Finding an unbiased estimator of $e^{-2\lambda}$ for Poisson distribution

Solution 1:

I'm going to assume that $X_1, \dots, X_n$ are independent.

I remember seeing this question (or a very similar one) on my Master's qualifying exam, and being rather angry that I couldn't figure out this seemingly simple question out.

Let $\mathbf{I}$ be the indicator function with $\mathbf{I}(A) = 1$ if the statement $A$ is true, and $0$ otherwise.

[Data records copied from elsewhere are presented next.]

Issue #5836, opened 2015-08-24
"Old News" page is not very pretty


SabreCat:
We have a static page for viewing old news entries. However, it has several notable problems:
- None of the headings are bold, the way they are on Bailey's modal, making everything run together.
- The current news is included, which is not such a bad thing, except that...
- ...the "older news" link still appears, to no purpose.

zedutch:
@SabreCat Could you take a quick look at PR #5884? I might have handled this issue so I think it can be closed. Unless you have some remarks/comments about my solution or more suggestions for the design of this page?

PR #5884, opened 2015-09-03
Update the look of the static old news page (Fix for #5836)

zedutch:
This is a fix for #5836.
I've redesigned the static/old-news page to more or less follow the same design as Bailey's modal.
I've also removed the "Old news" link when you're already on the old news page. I did this using CSS, but there might be a better way of doing this using expressJS?

This is my first pull request for Habitica, so please let me know if I've changed things I shouldn't have or if I didn't follow some coding standard. I think I've read about everything there is on contributing on the wiki and in these READMEs but I might have missed something...

Anyway, I would love some feedback from more experienced Habitica-contributors.

### DIFF
--- a/website/views/shared/new-stuff.jade
+++ b/website/views/shared/new-stuff.jade
@@ -1,14 +1,14 @@
-h5 NEW ITEMS IN THE ENCHANTED ARMOIRE AND SEPTEMBER BACKGROUNDS!
+h5.big_news_header NEW ITEMS IN THE ENCHANTED ARMOIRE AND SEPTEMBER BACKGROUNDS!
   hr
   tr
     td
       .background_tavern.pull-right
-      h5 September Backgrounds Revealed
+      h5.small_news_header September Backgrounds Revealed
       p There are three new avatar backgrounds in the <a href='/#/options/profile/backgrounds'>Background Shop</a>! Now your avatar can visit the Habitica Tavern, shop in the Habitica Market, or ride mounts in the Habitica Stable! 
   tr
     td
       .promo_enchanted_armoire_201509.pull-right
-      h5 New Items in the Enchanted Armoire!
+      h5.small_news_header New Items in the Enchanted Armoire!
       p There is new equipment in the Enchanted Armoire, a 100 GP Reward in the Rewards Column which unlocks after you've attained Ultimate Gear! 
       br
       p Click on the Enchanted Armoire for a random chance at special Equipment, including the Yellow Hairbow, Red Floppy Hat, Gold Winged Staff, and the Plague Doctor Item Set! It may also give you random XP or food items. We'll be adding new equipment to it during the first week of each month, but even when you've exhausted the current supply, you can keep clicking for a chance at food and XP.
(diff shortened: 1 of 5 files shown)


crookedneighbor:
I don't think adding special classes to the headings is the right way to go.

I think it makes more sense to actually make them hierarchical, instead if using `h5` For everything. IE, the heading you've called `big_news_header` should actually be an `h1` tag. 

This may require some adjustments to the new stuff modal styles. 

After that, I think a new class, something like `.static-old-news`, should be added to the container div for the old news page. Then you can target `.static-old-news h1` and `.static-old-news h5` with special styles (if needed).

Further, I see what you did by hiding the `hr` tag and using border-bottom to simulate it, since the other ones are missing the `hr` tag, but I think it makes more sense to add those `hr` tags back in. There's weird formatting happening with the images that are pulled right, removing the border bottom rule and adding the `hr` tag back in to each news section _should_ fix it.

Alys:
Strictly speaking, there should be only one h1 heading on any web page, so the .big_news_header headings should be changed to h2. However Habitica's code might not (yet) follow that standard. This might be an appropriate time to start though.

zedutch:
I've used H4 instead of the big_news_header since that's more or less the same size. It felt kind of weird to use a bigger header (like H1 or H2) and then downsize it...
I've changed everything @crookedneighbor suggested.
I've also made sure Bailey's news modal isn't broken and didn't change too much. The title is 4px bigger though, but I don't think that's a problem? It doesn't look to weird to me anyway...

crookedneighbor:
You are right Alys (:baby: brain)

website/views/shared/new-stuff.jade
```diff
@@ -17,11 +17,12 @@ h5 NEW ITEMS IN THE ENCHANTED ARMOIRE AND SEPTEMBER BACKGROUNDS!
       p.small.muted by Lemoness and SabreCat
       p.small.muted Art by Starsystemic and Kiwibot
 
-hr
-a(href='/static/old-news', target='_blank') Read older news
+hr.remove-on-static
```
crookedneighbor: I'd try adding a surrounding div instead of applying this class twice:

``` jade
.remove-on-static
  hr 
  a(href...
```

Alys:
@crookedneighbor :baby::two_hearts::smiley:

@zedutchgandalf This is more an FYI in case it's useful to you later, rather than something that I think has to be changed now (because I'm not sure the rest of the site abides by this):

With HTML, it's always appropriate to use the correct h[1-6] tag for the text in question and then downsize its appearance. The number is never meant to be an indication of text size, but instead indicates the "level" of the heading. h1 is always the primary heading on the page and there should be only one of it (I suppose that would be "Habitica" in this case; if you want an analogy with books, then h1 would be the title of a book). h2 is always the next heading in the page's hierarchy, and there can be as many h2's as there are major sections on the page (chapter titles in a book). If a major section has subsections, then the title for each of those would be h3; sub-subsections would be h4, etc. 

Thus the h[1-6] tags are a way of identifying the "meaning" (semantics) of a piece of text - saying that "this text is a heading of level n". When you're merely looking at a web page, this might not seem to be important, but following these guidelines can have great benefits. For example, if a visually impaired person is having a webpage read to them by software, the software can use the h\* headings to determine what the major sections are and can give the user options to jump ahead to each section. Also, if h\* tags are used across a website in a consistently meaningful fashion (which I'm not sure we do yet), then you can apply site-wide styles to each level of h\* tag and be confident that the relatives sizes, boldness, etc will always be correct on every page.

If this page ends up needing further changes, it might be worth changing the h4 tags to h2 and adjusting the styles to match, but you might not want to do that if the page is basically finished now. :)

zedutch:
@Alys Yes, I definitely see what you mean. Especially from a semantics standpoint it would be better to use h2. But don't the h5 tags have to change to h3 then too?
But I'll definitely change it later today (and crookedneighbor's remove-on-static suggestion as well)

website/views/shared/new-stuff.jade
zedutch: @crookedneighbor Is this actually the way I should hide those elements? Or is there some way to make sure they're not even on the page instead of just hidden?

crookedneighbor:
@zedutchgandalf I think you're right about letting express do the work. I ended up doing this: https://github.com/HabitRPG/habitrpg/blob/develop/website/views/shared/new-stuff.jade#L20-L22

zedutch:
@crookedneighbor Thanks! Express is the only library here I haven't really used before and I'm still finding my way with it :)
My user ID: b8c11a9c-2716-4e12-bab5-0be536896496

zedutch:
@crookedneighbor  Also, what's the rule for when the dev branch gets merged into master? I've noticed the last merge was around march this year, which is quite long for an update... Or does the public site get updated from the dev branch/some other way?

crookedneighbor:
For this repo, `develop` _is_ the main branch.

One thing I'd recommend is to branch off, rather than committing directly to your fork of the `develop` branch. That way you can work on multiple things at once, and if a PR doesn't get merged in, you don't have to mess with resetting your develop branch to stay in sync.

---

Since $X_1, X_2$ are independent, it follows that $Y = X_1 + X_2 \sim \text{Poisson}(2\lambda)$.

Hence, the PMF of $Y$ is $$f_{Y}(y) = \dfrac{e^{-2\lambda}(2\lambda)^{y}}{y!}$$ for $y = 0, 1, \dots$.

Observe that $f_{Y}(0) = e^{-2\lambda}$.

Recall that the expected value of the indicator function based on an event is the probability of the event. Hence, $$\mathbf{I}(Y = 0) = \mathbf{I}(X_1 + X_2 = 0)$$ is an unbiased estimator of $e^{-2\lambda}$.

Solution 2:

If $X_i$ and $X_j$ are independent and $i\neq j$ then:$$\mathsf E\mathbf1_{X_i=0}\mathbf1_{X_j=0}=\mathsf E\mathbf1_{X_i=0}\mathsf E\mathbf1_{X_j=0}=e^{-\lambda}e^{-\lambda}=e^{-2\lambda}$$

So a nice unbiased estimator of $e^{-2\lambda}$ is: $$\hat\rho=\binom{n}2^{-1}\sum_{1\leq i<j\leq n}\mathbf1_{X_i=0}\mathbf1_{X_j=0}$$

Nice exercise: find the variance of $\hat\rho$.